» **Input**
------
PR #209, opened 2016-04-06
Adding ajax_base_page to stop ajax errors on embed

realitygaps:
Simple change which fixes the ajax errors when clicking an embed button


davereid:
This was filed as a patch to Drupal.org already, so it was fixed with https://github.com/drupal-media/entity_embed/pull/211

PR #750, opened 2020-01-11
Appearance dlg - fixes for styles and font0

kybos:
Some modifications from last year that I did not want to merge before my vacation, in case there were issues...

Appearance dialog:
1. Removed the inconsistent handling (special button) for changing the MusE color scheme. Now the scheme is switched by Apply/OK like all the other settings.
2. Implemented user override for the internal colour settings. Now if there is a file with the same name as the scheme + .cfc (like Ardour.cfc) in the user theme directory, then it will be applied at scheme change.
------
» **Requirement**
Write the lines out exactly, from the one with "1. Removed the" down to the last line of the listing, and leave out all others.

» **Output for this task**
1. Removed the inconsistent handling (special button) for changing the MusE color scheme. Now the scheme is switched by Apply/OK like all the other settings.
2. Implemented user override for the internal colour settings. Now if there is a file with the same name as the scheme + .cfc (like Ardour.cfc) in the user theme directory, then it will be applied at scheme change.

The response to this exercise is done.